La Sirene

Edward G. Nilges, “The Siren”, Pencil, fuser, Gimp tone and highlights, A4 size, 16 Dec 2010

The basis of this drawing a local Lady of my acquaintance who is distinguished by a poshy British accent and who’s a woman of the world, widely traveled and highly intelligent (but not smarter than me, unlike my quondam art padrona, an American).

L’Anglaise is a belle dame sans merci who always speaks her mind without deference towards older gentlemen such as myself. One has to earn any respect or accolade from her, which makes such praise true gold. For example, she tested me on British pronunciation and said I did well. As she did so, I realized that she’d learned the International Phonetic Alphabet.

However, she’s wrong on poetic metre. It need not be a fixed pattern although it must harmoniously reconcile any chromatic violation.

At this time, the drawing does not look like her. It looks more like Nicole Kidman in the sea, which is where film directors liked to put Kidman back in the day (such as in Dead Calm).

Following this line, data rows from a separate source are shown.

PR #97, opened 2023-10-29
Speedup ConcatenatedSequence iteration

chrisrueger:
We managed to get improved performance for scenarios where after creating a list and then iterating over it. 

* store the size at creation time so that we avoid repeated expensive calculation in get() or size().
* this speeds up scenarios where ConcatenatedSequence are iterated like BuiltInsForSequence like ?join or <#list>

```
<#assign mylist = [] >
<#list 1..10000 as i><#assign mylist = mylist + [i+"foo"!?upper_case] /></#list>

${mylist?join(",")}

or

<#list mylist as e>
${e}
</#list>

```

Note:
After the change this code finishes in `< 1s`.  Before it almost never finished...

### DIFF
--- a/src/main/java/freemarker/core/AddConcatExpression.java
+++ b/src/main/java/freemarker/core/AddConcatExpression.java
@@ -196,22 +196,29 @@ final class AddConcatExpression extends Expression {
         TemplateSequenceModel {
         private final TemplateSequenceModel left;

I bought the Lady a drink last night and she sans merci deconstructed the errors in the drawing having been herself to art college. We concluded that I need to work from life or several photographs. I need to do several drawings from different angles to form a better idea of her three-dimensional and lovely noggin.

This is very far from my 1964 dream of being the Subject to the Object, for in my art practice today, I use an idea based on Open Source, I open up the practice to community criticism, or “struggle” as we call it in China.

3 Responses to “La Sirene”

  1. Explain fuser, tone, highlights effect briefly please. Started with gimp mostly for sizing now and cleanup/erase original hand sketch.

  2. spinoza1111 Says:

    A fuser is a roll of paper that you use to smooth out penciled shading.

    “Tone” consists of the gradations of light and shade AND how a surface reflects light so that light or darkness predominates on that surface.

    Highlighting effects are the use, here, of white on a middle-toned piece of paper to dramatize light. Drawing in pencil or charcoal on white means that the highlights are only the places left empty. But when you start on a middle tone paper or canvas as did the Old Masters, or use the Gimp free Photoshop to add a translucent Layer of colour, you can add more detailed and refined highlights, here to show the play of light on the Siren’s skin.

    Gimp was NOT used to cleanup the original sketch save in exceptional circumstances. Ever since I tried and failed to draw with the original Mac’s mouse in 1984, I’ve realized that all good computer art starts with a hand-drawn work!

    This is because cyberspace, in terms of the availability of electrical power alone, is strictly superstructure to the industrial base needed to produce and maintain it. I could see that the complexity of a very simple computer (the 1959 IBM 1401 with 8K RAM) used all sorts of pre-existing precision industrial technologies that had to fit together. Therefore I use Gimp to enhance and not, in most cases, to correct.